[Collected data]
"""
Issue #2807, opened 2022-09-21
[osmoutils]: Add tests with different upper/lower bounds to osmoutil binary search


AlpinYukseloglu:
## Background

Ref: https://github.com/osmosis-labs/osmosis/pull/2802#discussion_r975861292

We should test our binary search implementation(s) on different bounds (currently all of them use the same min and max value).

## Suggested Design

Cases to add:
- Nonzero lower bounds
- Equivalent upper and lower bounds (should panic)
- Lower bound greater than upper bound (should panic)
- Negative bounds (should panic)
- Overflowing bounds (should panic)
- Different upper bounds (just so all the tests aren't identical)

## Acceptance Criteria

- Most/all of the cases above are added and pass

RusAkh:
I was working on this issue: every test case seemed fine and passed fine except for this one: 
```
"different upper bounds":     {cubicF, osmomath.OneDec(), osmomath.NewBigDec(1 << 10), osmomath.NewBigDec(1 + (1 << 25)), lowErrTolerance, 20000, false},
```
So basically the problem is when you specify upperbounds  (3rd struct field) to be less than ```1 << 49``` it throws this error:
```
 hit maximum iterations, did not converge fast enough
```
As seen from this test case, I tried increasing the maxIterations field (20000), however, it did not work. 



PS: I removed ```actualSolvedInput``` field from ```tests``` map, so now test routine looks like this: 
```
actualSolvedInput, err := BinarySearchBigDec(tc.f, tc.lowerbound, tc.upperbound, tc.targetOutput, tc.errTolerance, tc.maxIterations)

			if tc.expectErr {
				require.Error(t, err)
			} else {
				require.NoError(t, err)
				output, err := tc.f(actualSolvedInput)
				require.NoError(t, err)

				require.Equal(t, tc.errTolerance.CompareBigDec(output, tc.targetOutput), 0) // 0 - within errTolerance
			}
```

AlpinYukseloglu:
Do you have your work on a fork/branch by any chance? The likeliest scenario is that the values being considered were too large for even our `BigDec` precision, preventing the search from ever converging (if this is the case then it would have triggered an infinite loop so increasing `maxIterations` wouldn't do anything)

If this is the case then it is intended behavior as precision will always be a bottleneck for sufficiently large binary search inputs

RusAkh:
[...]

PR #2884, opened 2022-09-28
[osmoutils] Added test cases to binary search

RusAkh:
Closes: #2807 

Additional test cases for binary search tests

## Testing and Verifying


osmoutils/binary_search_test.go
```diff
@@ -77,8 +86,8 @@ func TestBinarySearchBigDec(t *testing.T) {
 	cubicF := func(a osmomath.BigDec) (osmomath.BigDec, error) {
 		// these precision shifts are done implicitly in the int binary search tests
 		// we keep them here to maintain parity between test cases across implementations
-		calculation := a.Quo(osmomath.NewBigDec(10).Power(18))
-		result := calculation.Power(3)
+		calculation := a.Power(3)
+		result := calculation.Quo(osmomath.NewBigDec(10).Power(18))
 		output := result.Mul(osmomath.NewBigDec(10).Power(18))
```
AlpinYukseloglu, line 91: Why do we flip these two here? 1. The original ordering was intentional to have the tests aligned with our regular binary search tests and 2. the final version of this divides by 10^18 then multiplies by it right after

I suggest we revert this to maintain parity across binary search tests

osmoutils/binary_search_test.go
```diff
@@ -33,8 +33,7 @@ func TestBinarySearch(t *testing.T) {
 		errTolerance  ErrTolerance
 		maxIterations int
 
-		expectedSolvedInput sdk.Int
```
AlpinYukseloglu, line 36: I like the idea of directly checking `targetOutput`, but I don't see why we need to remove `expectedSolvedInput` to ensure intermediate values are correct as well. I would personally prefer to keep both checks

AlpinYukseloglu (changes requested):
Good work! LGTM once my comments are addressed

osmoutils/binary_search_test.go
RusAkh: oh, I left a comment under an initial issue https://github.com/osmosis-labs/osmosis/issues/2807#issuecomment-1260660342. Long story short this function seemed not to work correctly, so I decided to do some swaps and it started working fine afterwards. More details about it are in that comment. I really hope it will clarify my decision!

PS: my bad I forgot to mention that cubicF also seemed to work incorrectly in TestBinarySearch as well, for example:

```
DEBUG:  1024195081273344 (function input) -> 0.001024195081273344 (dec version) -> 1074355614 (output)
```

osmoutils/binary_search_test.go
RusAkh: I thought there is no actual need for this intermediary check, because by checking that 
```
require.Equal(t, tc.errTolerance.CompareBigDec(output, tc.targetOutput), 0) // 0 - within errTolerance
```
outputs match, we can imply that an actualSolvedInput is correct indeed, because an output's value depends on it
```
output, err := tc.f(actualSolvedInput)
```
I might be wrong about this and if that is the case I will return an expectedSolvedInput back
"""
EXERCISE
From the first line through the last, give the data above again exactly.

EXPECTED OUTPUT
Issue #2807, opened 2022-09-21
[osmoutils]: Add tests with different upper/lower bounds to osmoutil binary search


AlpinYukseloglu:
## Background

Ref: https://github.com/osmosis-labs/osmosis/pull/2802#discussion_r975861292

We should test our binary search implementation(s) on different bounds (currently all of them use the same min and max value).

## Suggested Design

Cases to add:
- Nonzero lower bounds
- Equivalent upper and lower bounds (should panic)
- Lower bound greater than upper bound (should panic)
- Negative bounds (should panic)
- Overflowing bounds (should panic)
- Different upper bounds (just so all the tests aren't identical)

## Acceptance Criteria

- Most/all of the cases above are added and pass

RusAkh:
I was working on this issue: every test case seemed fine and passed fine except for this one: 
```
"different upper bounds":     {cubicF, osmomath.OneDec(), osmomath.NewBigDec(1 << 10), osmomath.NewBigDec(1 + (1 << 25)), lowErrTolerance, 20000, false},
```
So basically the problem is when you specify upperbounds  (3rd struct field) to be less than ```1 << 49``` it throws this error:
```
 hit maximum iterations, did not converge fast enough
```
As seen from this test case, I tried increasing the maxIterations field (20000), however, it did not work. 



PS: I removed ```actualSolvedInput``` field from ```tests``` map, so now test routine looks like this: 
```
actualSolvedInput, err := BinarySearchBigDec(tc.f, tc.lowerbound, tc.upperbound, tc.targetOutput, tc.errTolerance, tc.maxIterations)

			if tc.expectErr {
				require.Error(t, err)
			} else {
				require.NoError(t, err)
				output, err := tc.f(actualSolvedInput)
				require.NoError(t, err)

				require.Equal(t, tc.errTolerance.CompareBigDec(output, tc.targetOutput), 0) // 0 - within errTolerance
			}
```

AlpinYukseloglu:
Do you have your work on a fork/branch by any chance? The likeliest scenario is that the values being considered were too large for even our `BigDec` precision, preventing the search from ever converging (if this is the case then it would have triggered an infinite loop so increasing `maxIterations` wouldn't do anything)

If this is the case then it is intended behavior as precision will always be a bottleneck for sufficiently large binary search inputs

RusAkh:
[...]

PR #2884, opened 2022-09-28
[osmoutils] Added test cases to binary search

RusAkh:
Closes: #2807 

Additional test cases for binary search tests

## Testing and Verifying


osmoutils/binary_search_test.go
```diff
@@ -77,8 +86,8 @@ func TestBinarySearchBigDec(t *testing.T) {
 	cubicF := func(a osmomath.BigDec) (osmomath.BigDec, error) {
 		// these precision shifts are done implicitly in the int binary search tests
 		// we keep them here to maintain parity between test cases across implementations
-		calculation := a.Quo(osmomath.NewBigDec(10).Power(18))
-		result := calculation.Power(3)
+		calculation := a.Power(3)
+		result := calculation.Quo(osmomath.NewBigDec(10).Power(18))
 		output := result.Mul(osmomath.NewBigDec(10).Power(18))
```
AlpinYukseloglu, line 91: Why do we flip these two here? 1. The original ordering was intentional to have the tests aligned with our regular binary search tests and 2. the final version of this divides by 10^18 then multiplies by it right after

I suggest we revert this to maintain parity across binary search tests

osmoutils/binary_search_test.go
```diff
@@ -33,8 +33,7 @@ func TestBinarySearch(t *testing.T) {
 		errTolerance  ErrTolerance
 		maxIterations int
 
-		expectedSolvedInput sdk.Int
```
AlpinYukseloglu, line 36: I like the idea of directly checking `targetOutput`, but I don't see why we need to remove `expectedSolvedInput` to ensure intermediate values are correct as well. I would personally prefer to keep both checks

AlpinYukseloglu (changes requested):
Good work! LGTM once my comments are addressed

osmoutils/binary_search_test.go
RusAkh: oh, I left a comment under an initial issue https://github.com/osmosis-labs/osmosis/issues/2807#issuecomment-1260660342. Long story short this function seemed not to work correctly, so I decided to do some swaps and it started working fine afterwards. More details about it are in that comment. I really hope it will clarify my decision!

PS: my bad I forgot to mention that cubicF also seemed to work incorrectly in TestBinarySearch as well, for example:

```
DEBUG:  1024195081273344 (function input) -> 0.001024195081273344 (dec version) -> 1074355614 (output)
```

osmoutils/binary_search_test.go
RusAkh: I thought there is no actual need for this intermediary check, because by checking that 
```
require.Equal(t, tc.errTolerance.CompareBigDec(output, tc.targetOutput), 0) // 0 - within errTolerance
```
outputs match, we can imply that an actualSolvedInput is correct indeed, because an output's value depends on it
```
output, err := tc.f(actualSolvedInput)
```
I might be wrong about this and if that is the case I will return an expectedSolvedInput back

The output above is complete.